4. The method according to claim 1, wherein the container is a syringe and the stopper is a plunger.
5. The method according to claim 1, further comprising transporting the container using an electric rotary table or star wheel in response to a command generated by one or more processors.
6. The method according to claim 1, further comprising inverting the container in response to a command generated by one or more processors such that the stopper is below the sample.
7. The method according to claim 1, wherein spinning the container includes rotating the container at least 360 degrees about the central axis of the container in response to a command generated by one or more processors.
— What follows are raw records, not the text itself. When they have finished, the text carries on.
PR #511, opened 2023-04-06
Update scipy requirements

sssangha:
## Description
Update scipy requirement to use recent revisions with bug-fix

## Motivation and Context
This scipy issue has been captured and accounted for in other repos (e.g. [mintpy](https://github.com/insarlab/MintPy/pull/968))

## Type of change

## Checklist:

### DIFF
--- a/CHANGELOG.md
+++ b/CHANGELOG.md
@@ -20,6 +20,7 @@ and uses [Semantic Versioning](https://semver.org/spec/v2.0.0.html).
 + Verify some constants / equations and remove the comments questioning them
 + Relocate the time resolution of wmodels to one spot
 + Skip test_scenario_3 until a new golden dataset is created
++ Update scipy requirement
 
 ## [0.4.2]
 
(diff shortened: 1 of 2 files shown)


dbekaert:
@sssangha mintpy actually does not have any requirements imposed on scipy.

jlmaurer (approved):
I think this is fine.

dbekaert:
Im still confused, is it an issue or has it been resolved?
I dont see that mintpy is skipping that specific version, its fully free to
resolve the version.

sssangha:
@dbekaert no, we must explicitly specify this condition, otherwise we run the risk of having this buggy `scipy 1.10.0` version persist in an environment.

E.g. let's say somebody has an existing build with `scipy 1.10.0`, then if they try to update with a YML with no condition imposed (i.e. just listing `scipy`), then nothing will happen as conda will move on after recognizing scipy already exists. In order to avoid this version, we must impose a restriction as I've proposed

PR #513, opened 2023-04-08
Allow logging path to be specified by user

### LINKED ISSUE #510: [BUG] Log file creation
**Describe the bug**
By default, RAiDER outputs a log file to the current working directory (see https://github.com/dbekaert/RAiDER/blob/d84593b23be6f4fd04e22c9a7ab0a33009c291a3/tools/RAiDER/logger.py#L17).

This causes issues when running the code in a working directory that does not have writing permissions. 

**To Reproduce**
Run the software in a directory that has no writing permission

**Expected behavior**
It is expected that the workflow allows the user to:
1. Specify the directory where the log file is created
2. Turn off the generation of a log file

**Additional context**
For further details, see the "Known issues" section here: https://github.com/nasa/opera-sds-pge/wiki/CSLC-S1-Gamma-Acceptance-Testing-Instructions#known-issues

jlmaurer:
## Description

- Fixes #510 

## How Has This Been Tested?

- `test_scenario_1.py` does not pass locally, but should not be related to this PR

## Type of change

## Checklist:

### DIFF
--- a/tools/RAiDER/cli/__init__.py
+++ b/tools/RAiDER/cli/__init__.py
@@ -40,5 +40,9 @@ DEFAULT_DICT = AttributeDict(
             weather_model_directory=None,
             output_projection='EPSG:4326',
             interpolate_time=True,
+            logger_path=os.getcwd(),
         )
     )
+
+# Can change the default log location
+LOGGER_PATH = DEFAULT_DICT.logger_path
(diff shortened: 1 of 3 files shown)


dbekaert:
@jlmaurer can the PR status be changed? LGTM is something still missing?

jlmaurer:
@dbekaert I realized that this is not quite sufficient after I started testing, which is why I changed to draft. The problem occurs because we import the logging module throughout the code, but in order to set the logger location based on the user configuration file it has to pass thru one of the main functions we have set up. This just takes a bit more thought about how to call the logging module, since it won't necessarily always be called as part of a main function call.

jlmaurer:
Closing as this is replaced by #514

PR #515, opened 2023-04-13
Implement tests of equations with synthetic weather model

bbuzz31:
- Unit tests for ray tracing equations  
- fix a tiny bug when a single point is requested by user


test/test_synthetic.py
```diff
@@ -0,0 +1,407 @@
...
+            cos_factor = (high_ht - low_ht) / ray_length if cos_factor is None else cos_factor
+
+    return outputArrs
+
+
+@dataclass
+class StudyArea(object):
+    """ Object with shared parameters related to the study area """
+    reg:str
+    WM:str
```
cmarshak, line 156: Don't you use WM for classes sometimes? Please make the variable also more descriptive. Not upper case.

test/test_synthetic.py
```diff
@@ -0,0 +1,407 @@
...
+
+
+    def setup_region(self):
+        if self.reg == 'LA':
+            self.SNWE  = 33, 34, -118.25, -117.25
+            self.dt    = datetime(2020, 1, 30, 13, 52, 45)
+            self.orbit = self.wd + \
+                '/S1B_OPER_AUX_POEORB_OPOD_20210317T025713_V20200129T225942_20200131T005942.EOF'
+
+        elif self.reg == 'Fort':
```
cmarshak, line 189: So for "region_short_name" or whatever you call it - you should have some documentation of what those regions are. Is it Los Angeles or Louisiana. Both are LA. Fort Lauderdale is under water right now, so that is the only Fort on my mind.

test/test_synthetic.py
```diff
@@ -0,0 +1,407 @@
...
+            op.dirname(SAobj.path_wm_real)
+    dct_cfg['download_only'] = True
+
+    cfg = update_yaml(dct_cfg)
+
+    ## run raider to download the real weather model
+    cmd  = f'raider.py {cfg}'
+
+    proc = subprocess.run(cmd.split(), stdout=subprocess.PIPE, universal_newlines=True)
+    assert np.isclose(proc.returncode, 0)
```
cmarshak, line 228: This should be ==

test/test_synthetic.py
```diff
@@ -0,0 +1,407 @@
...
+    # normalize with the theoretical data and compare difference with 0
+    resid     = (ray_data - raid_data) / ray_data
+    np.testing.assert_almost_equal(0, resid, decimal=7)
+
+    da.close()
+    del da
+    return
+
+
+def test_wet_eq1(reg='Fort', mod='GMAO'):
```
cmarshak, line 291: I believe you don't need to repeate your inputs if you use parametrization in pytest: https://www.tutorialspoint.com/pytest/pytest_parameterizing_tests.htm

test/test_synthetic.py
```diff
@@ -0,0 +1,407 @@
...
+    # normalize with the theoretical data and compare difference with 0
+    resid     = (ray_data - raid_data) / ray_data
+    np.testing.assert_almost_equal(0, resid, decimal=7)
+
+    da.close()
+    del da
+    return
+
+
+def test_wet_eq2(reg='Fort', mod='GMAO'):
```
cmarshak, line 350: Combine these two tests.

test/test_synthetic.py
```diff
@@ -0,0 +1,407 @@
...
+            'date_group': {'date_list': datetime.strftime(self.dt, '%Y%m%d')},
+            'cube_spacing_in_m': str(self.cube_spacing),
+            'los_group': {'ray_trace': True, 'orbit_file': self.orbit},
+            'weather_model': self.WM,
+            'runtime_group': {'output_directory': self.wd},
+        }
+        return dct
+
+
+def dl_real(reg='LA', mod='GMAO'):
```
cmarshak, line 210: All the things above are technically "fixtures". Would be nice to use the pytest decorator as such, but not required.

https://docs.pytest.org/en/6.2.x/fixture.html

test/test_synthetic.py
cmarshak: https://github.com/bbuzz31/RAiDER/blob/74535ed4baac1d960ec7f6f3431f9a202d16e6e0/test/__init__.py#L23

tools/RAiDER/models/weatherModel.py
```diff
@@ -847,34 +846,18 @@ def write(
...
+
+    n = np.ceil(ll_bounds[1])
+    N = f'{np.abs(n):.0f}S' if n <0 else f'{n:.0f}N'
+
+    w = np.floor(ll_bounds[2])
+    W = f'{np.abs(w):.0f}W' if w <0 else f'{w:.0f}E'
+
+    e = np.ceil(ll_bounds[3])
+    E = f'{np.abs(e):.0f}W' if e <0 else f'{e:.0f}E'
+    return f'{name}_{time.strftime("%Y_%m_%d_T%H_%M_%S")}_{S}_{N}_{W}_{E}.nc'
```
cmarshak, line 860: What are you doing here? As in I thought your work only was generating a test?

tools/RAiDER/losreader.py
```diff
@@ -228,6 +228,7 @@ def getLookVectors(self, ht, llh, xyz, yy):
         '''
         # TODO - Modify when isce3 vectorization is available
         los = np.full(yy.shape + (3,), np.nan)
+        llh = llh.copy()
```
cmarshak, line 231: Why?

test/test_synthetic.py
```diff
@@ -0,0 +1,407 @@
...
+    cmd  = f'raider.py {cfg}'
+    proc = subprocess.run(cmd.split(), stdout=subprocess.PIPE, universal_newlines=True)
+    assert np.isclose(proc.returncode, 0)
+
+    # get the just created synthetic delays
+    ds = xr.open_dataset(
+        f'{SAobj.wd}/{SAobj.WM}_tropo_{SAobj.dts.replace("_", "")}_ray.nc')
+    da = ds['wet']
+    ds.close()
+    del ds
```
cmarshak, line 383: Why delete?

test/test_synthetic.py
```diff
@@ -0,0 +1,407 @@
...
+    # normalize with the theoretical data and compare difference with 0
+    resid     = (ray_data - raid_data) / ray_data
+    np.testing.assert_almost_equal(0, resid, decimal=7)
+
+    da.close()
+    os.remove('./temp.yaml')
+    os.remove('./error.log')
+    os.remove('./debug.log')
+    del da
+    return
```
cmarshak, line 407: Remove return.

test/test_synthetic.py
```diff
@@ -0,0 +1,407 @@
...
+    raid_data = da.data * 1e6
+
+    assert np.all(np.abs(ray_data) > 1)
+    assert np.all(np.abs(raid_data) > 1)
+
+    # normalize with the theoretical data and compare difference with 0
+    resid     = (ray_data - raid_data) / ray_data
+    np.testing.assert_almost_equal(0, resid, decimal=7)
+
+    da.close()
```
cmarshak, line 402: You can close a dataset and still have an array from that dataset open? Didn't know that.

test/test_synthetic.py
```diff
@@ -0,0 +1,407 @@
...
+def test_hydrostatic_eq(reg='Fort', mod='GMAO'):
+    """ Test the hydrostatic eqn by setting t=p and comparing to ray
+
+    The ray length is computed here (length_of_ray; m), and in raider (m * K/Pa)
+    ray length computed here is then scaled by constant K/Pa
+    ray length from raider is unscaled from parts per million
+    We check they are both large enough for meaningful numerical comparison (>1)
+    We then compute residual and normalize it we theoretical ray length
+    We ensure that normalized residual is not significantly different from 0
+        significantly different = 7 decimal places
```
cmarshak, line 241: Please mention something to the effect: The integration of the delay along a ray from the weather model node to the sensor is the length of the ray when the integrand is constant.

tools/RAiDER/delay.py
```diff
@@ -399,14 +402,17 @@ def _build_cube_ray(
                 else:
                     pts = np.stack(pts, axis=-1)
 
+                ## adjust the lowest level by ~ 1 mm to account for transformation error
+                if (pts[:, :, -1] < ht).all():
+                    pts[:, :, -1] = ht
+
```
cmarshak, line 408: What happens if this doesn't happen? It's not clear why you need this.

cmarshak: So there was a bug in raider previously?

cmarshak (changes requested):

test/test_synthetic.py
cmarshak: I mean the description "Test the hydrostatic eqn by setting t=p and comparing to ray" should be expanded.

CHANGELOG.md
```diff
@@ -7,6 +7,12 @@ and this project adheres to [PEP 440](https://www.python.org/dev/peps/pep-0440/)
 and uses [Semantic Versioning](https://semver.org/spec/v2.0.0.html).
 
 ## [0.4.3]
++ add unit tests for the hydro and two pieces of wet equation
++ bump  bottom height of user requested levels by ~1mm during ray tracing to ensure interpolation works
```
dbekaert, line 11: What does this mean? Does this imply a bug in Raider? You should not need to modify code outside raider to get the tests to work.

CHANGELOG.md
```diff
@@ -7,6 +7,12 @@ and this project adheres to [PEP 440](https://www.python.org/dev/peps/pep-0440/)
...
++ ensure directories for storage are written
++ don't allow use pass keys that dont exist (likely a typo on user end)
++ fix bug in writing delays for station files
```
dbekaert, line 14: are you doing more than what is described in the PR?

tools/RAiDER/delay.py
dbekaert: was it not working before?

tools/RAiDER/models/weatherModel.py
dbekaert: @jlmaurer Does this break things/ backward compatible?

test/test_synthetic.py
```diff
@@ -0,0 +1,407 @@
...
+    params = {**params, **dct_cfg}
+
+    with open(dst, 'w') as fh:
+        yaml.safe_dump(params, fh,  default_flow_style=False)
+
+    return dst
+
+
+def update_model(wm_file:str, kind:str, wm_dir:str='weather_files_synth'):
+    """ Update the weater model file; keep kind to equation to test """
```
dbekaert, line 48: This description could be better. Like say what kind is i.e (hydro, wet1, wet2)

cmarshak: That is `kind` is `category_of_synth_weather_model` with a good description of what you are doing. Otherwise this is very unclear.

cmarshak: The doc-string should have all the categories that you are considering and why. The model equation and a reference should be somewhere too.

test/test_synthetic.py
```diff
@@ -0,0 +1,407 @@
...
+    p  = ds['p']
+    e  = ds['e']
+    if kind == 'hydro':
+        p = t
+    elif kind == 'wet1':
+        e = t
+        Obj._k3 = 0
+    elif kind == 'wet2':
+        e = t**2
+        Obj._k2 = 0
```
dbekaert, line 66: we should put these assumptions into the description of the function. 

i.e. when Hydo is kind we test the hydrostatic component of the equation P/T where P=T.

cmarshak: Again, this would be helped if there was some references to model integrals and assumptions.

test/test_synthetic.py
```diff
@@ -0,0 +1,407 @@
...
+    def __post_init__(self):
+        self.setup_region()
+
+        self.dts   = self.dt.strftime('%Y_%m_%d_T%H_%M_%S')
+        self.ttime = self.dt.strftime('%H:%M:%S')
+
+        self.wmObj = modelName2Module(self.WM.upper().replace("-", ""))[1]()
+
+        aoi = BoundingBox(self.SNWE)
+        aoi.add_buffer(buffer = 1.5 * self.wmObj.getLLRes())
```
dbekaert, line 168: Why not use internal functions. If this now changes internally then we dont catch that through the test?

test/test_synthetic.py
dbekaert: phrase the hypothesis of what you are testing and then explain how you test it.

The hydrostatic delay reduces to an integral along the ray path when P=T. However the constants k1 and scaling of 10-6 woill remain present leading to a result of ray-lenght *k1*10^-6. 

Below we do the following steps:

tools/RAiDER/checkArgs.py
```diff
@@ -58,7 +59,7 @@ def checkArgs(args):
                         d.strftime('%Y%m%dT%H%M%S'),
                     )
                 )
-                hydroFilename = None # only the 'wetFilename' is used for the station_file
+                hydroFilename = '' # only the 'wetFilename' is used for the station_file
```
dbekaert, line 62: Can you confirm/ justify the change?

test/test_synthetic.py
bbuzz31: I've noticed weird behavior (some of which you noticed below: a dataset can be closed but its data array stay open) when trying to close / flush datasets to disk. This was just to be extra safe

CHANGELOG.md
bbuzz31: I wouldn't call this a bug in raider so much as a manifestation of projection error. 
If user requests the bottom layer of weather model, which is -500 m, then due to the conversion of interpolation points from [WGS84 -> ECEF](https://github.com/dbekaert/RAiDER/blob/74535ed4baac1d960ec7f6f3431f9a202d16e6e0/tools/RAiDER/delay.py#L324)(for getting the ray vectors) and then from [ECEF to WGS84](https://github.com/dbekaert/RAiDER/blob/74535ed4baac1d960ec7f6f3431f9a202d16e6e0/tools/RAiDER/delay.py#L393) (for intersecting the ray vectors with delays) the bottom height layer becomes about -500.0002. (about 0.2 mm difference).

As this new value is outside of the actual weather model height we interpolate to (-500 m) it results in nan values.  For a real weather model, this results in the loss of 30 (260) nondimensional contributions to the integral for wet (hydrostatic) delays. Considering the total integral, this changes the ray length by about 100 m for hydrostatic equation (normalized difference of 0.001). 

I'm of the opinion we should include the bottom layer, which [my change](https://github.com/dbekaert/RAiDER/blob/74535ed4baac1d960ec7f6f3431f9a202d16e6e0/tools/RAiDER/delay.py#L406) does.

tools/RAiDER/delay.py
bbuzz31: Please see the comment on the change log which explains this fix.

CHANGELOG.md
cmarshak: 1. How would we know this without this comment above?
2. This discussion and improvement really merits its own PR
3. Can you develop a test to illustrate the improvement for illustration?

cmarshak: And...

You are assuming that pts z coordinate *never* exceeds 1 mm. What happens if the z coord exceeds 1 meter or even 1 km? Sounds like an unexpected side-effect. There is no reference to 1 mm in this update.

tools/RAiDER/checkArgs.py
bbuzz31: If a user asks for delays a point (s), there is no [hydroFilename (f)](https://github.com/dbekaert/RAiDER/blob/74535ed4baac1d960ec7f6f3431f9a202d16e6e0/tools/RAiDER/cli/raider.py#L222-L225). 

Then, if hydroFilename/f is None, the string replacement will fail for delays on slant  (L324, L326). hydroFilename/f isn't used in the subsequent call to writeDelays for this AOI type.

cmarshak: Is there an issue ticket? This should be a separate PR.

CHANGELOG.md
bbuzz31: hmm looks like i slightly misunderstood / misexplained. the z coord in `pts` variable which is being adjusted is the weather model z values. so that adjustment will always force it to the lowest z (-500; code needs to be updated to reflect this). There's a test in the last cells of [this notebook](https://github.com/dbekaert/RAiDER-docs/blob/66cd4e13dd55fd5ca3087b256abb1e4e7da780b8/notebooks/Synthetic_Test/SyntheticTest.ipynb).

test/test_synthetic.py
bbuzz31: Could you clarify - you want to hardcode the buffer we expect, so if the buffering changes within RAiDER, we'd catch that here?

tools/RAiDER/delay.py
```diff
@@ -402,7 +402,12 @@ def _build_cube_ray(
                 else:
                     pts = np.stack(pts, axis=-1)
 
-                ## adjust the lowest level by ~ 1 mm to account for transformation error
+                # ray points first exist in ECEF; they are then projected to WGS84
+                # this adds slight error (order 1 mm for 500 m)
+                # at the lowest weather model layer (-500 m) the error pushes the
+                # ray points slightly below (e.g., -500.0002 m)
+                # the subsequent interpolation then results in nans
+                # here we force the lowest layer up to -500 m if it exceeds it
```
bbuzz31, line 410: @piyushrpt @jlmaurer could you verify this is a satisfactory explanation and change?

bbuzz31:
@piyushrpt could you let us know why we stop integrating at 50 km rather than going all the way up to 80? Does this add bias wrt zenith projected to slant? 

https://github.com/dbekaert/RAiDER/blob/7957594dce848749c3252788617a2d4f349e240f/tools/RAiDER/delay.py#L353

test/test_synthetic.py
jlmaurer: Datasets should be deleted to flush

tools/RAiDER/delay.py
jlmaurer: This works for me.

tools/RAiDER/checkArgs.py
jlmaurer: @bbuzz31 this is not a big deal to me but I do tend to agree on a separate PR for this one. We could do some more thorough testing on filenames for various input options.

jlmaurer:
> @piyushrpt could you let us know why we stop integrating at 50 km rather than going all the way up to 80? Does this add bias wrt zenith projected to slant?
> 
> https://github.com/dbekaert/RAiDER/blob/7957594dce848749c3252788617a2d4f349e240f/tools/RAiDER/delay.py#L353

@piyushrpt can give his thoughts but based on looking at the code it appears to me that `MAX_TROPO_HEIGHT` as defined in the code was just a placeholder that could be modified by a user through the config file if desired. If this is the case, then we just need to ensure that `MAX_TROPO_HEIGHT` gets set to an appropriate default value and can be modified by the config file if desired. I suggest to deal with this in a separate PR.

CHANGELOG.md
jlmaurer: @bbuzz31 is correct in that this is I would say a very minor fix and doesn't have anything to do with the raytracing per se, has to do with the projections and numerical precision. I also think that this is needed to ensure the raytracing is tested correctly. The thing that needs to be done here is to ensure that the lowest z-level always gets set back to the input z-level rather than slightly beneath, as that results in nans.

tools/RAiDER/delay.py
```diff
@@ -399,14 +402,22 @@ def _build_cube_ray(
                 else:
                     pts = np.stack(pts, axis=-1)
 
+                # ray points first exist in ECEF; they are then projected to WGS84
+                # this adds slight error (order 1 mm for 500 m)
+                # at the lowest weather model layer (-500 m) the error pushes the
+                # ray points slightly below (e.g., -500.0002 m)
+                # the subsequent interpolation then results in nans
+                # here we force the lowest layer up to -500 m if it exceeds it
+                if (pts[:, :, -1] < model_zs[0]).all():
```
jlmaurer, line 411: @bbuzz31 I might change the implementation here slightly, using `model_zs.min()` instead of indexing, just in case there were ever to be a case where we would want to change the ordering.

jlmaurer: You may have to convert model_zs to a numpy array or use `np.min()` instead if it is a list.

tools/RAiDER/models/weatherModel.py
jlmaurer: @bbuzz31 I would tend to agree here in terms of not changing this since this PR needs to get through as quickly as possible, but if you have sufficient tests then its probably fine.

bbuzz31:
A few notes:

- I switched to ERA5 because of GMAO SSL issues. This necessitated changing the default type of ERA5 from pressure to model layers (as was supposed to be done anyway)
- I'm testing over many more height levels. In the upper levels there is a little more noise added so I decreased the required consistency between analytical/raider delays from 7 decimal place agreement to 6

test/test_synthetic.py
dbekaert: why re-code (hard-code) it here when its an internal function. If you change it internally is not consistent with the test

bbuzz31: Oh I see. I reproduced it exactly as in RAiDER. I think the hardcoding of buffering (1.5x) should be internal to the function. Any objections @jlmaurer?

This should be fixed in another PR probably? @cmarshak

cmarshak: Please do what David is saying here. Can you not import the routine?

cmarshak: If you are updating the function non-trivially, yes - make another PR (branched from dev). Then once that is merged, merged that here.

piyushrpt:
`MAX_TROPO_HEIGHT` was meant to be a placeholder as correctly interpreted. This is meant to be configurable / set appropriately as needed based on model inputs.

dbekaert:
@bbuzz31 if this PR is ready for review by @piyushrpt change it to ready. I would like to have the analytical unit test inplace to make an updated minor release this week.

dbekaert:
@piyushrpt ready for your review.

tools/RAiDER/delay.py
piyushrpt: Also works for me

piyushrpt (approved):
Tests look good to me. 6 digit match is really good.  Would have been happy with mm scale.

8. The line scan camera is a first line scan camera, the plurality of images are a first plurality of images, the container is a first container, the two-dimensional image is a first two-dimensional image, and the method is While the first line scan camera is being directed, the second line scan camera is also directed relative to the second container via the one or more processors so that it is angled upward with respect to the horizontal plane so that it matches or approximates the inclination of the stopper of the second container. The first container is spun while the second container is spun via one or more processors, While capturing the first plurality of images, and while the second container is spinning, the second line scan camera captures a second plurality of images of the stopper of the second container, wherein each of the second plurality of images corresponds to a different rotational position of the second container. A second two-dimensional image is generated based on at least the second plurality of images via one or more processors. The method according to claim 1, further comprising:
9. The method according to claim 1, further comprising training the neural network via the one or more processors using a labeled two-dimensional image of the stopper edge of the container before processing the pixels of the two-dimensional image.
10. The method according to claim 9, comprising training the neural network using labeled two-dimensional images of containers containing samples, including different types, numbers, sizes, and locations of objects.
11. An automated visual inspection system, Line scan camera and Positioning hardware configured to orient the line scan camera over a container containing a sample, to angle the line scan camera upward with respect to the horizontal plane so that it aligns with or approximates the inclination of the container's stopper, and to spin the container while it is oriented in this manner; A memory for storing instructions, wherein, when an instruction is executed by one or more processors, the memory causes the one or more processors to execute the method according to any one of claims 1 to 4, 6, 7, 9, or 10. An automated visual inspection system equipped with the following features.
12. The automatic visual inspection system according to claim 11, wherein the positioning hardware includes an electric rotary table or a star wheel, and the container is oriented by transporting the container using the electric rotary table or the star wheel.
13. The line scan camera is the first line scan camera, the plurality of images are the first plurality of images, the container is the first container, the positioning hardware is the first positioning hardware, the two-dimensional image is the first two-dimensional image, and the output data is the first output data. The automated visual inspection system according to claim 11, further comprising a second line scan camera and a second positioning hardware configured to orient the second line scan camera with respect to a second container containing a second sample, such that the second line scan camera is angled upward with respect to the horizontal plane so that it aligns with or approximates the inclination of a stopper of the second container, and to spin the second container while it is oriented in this manner.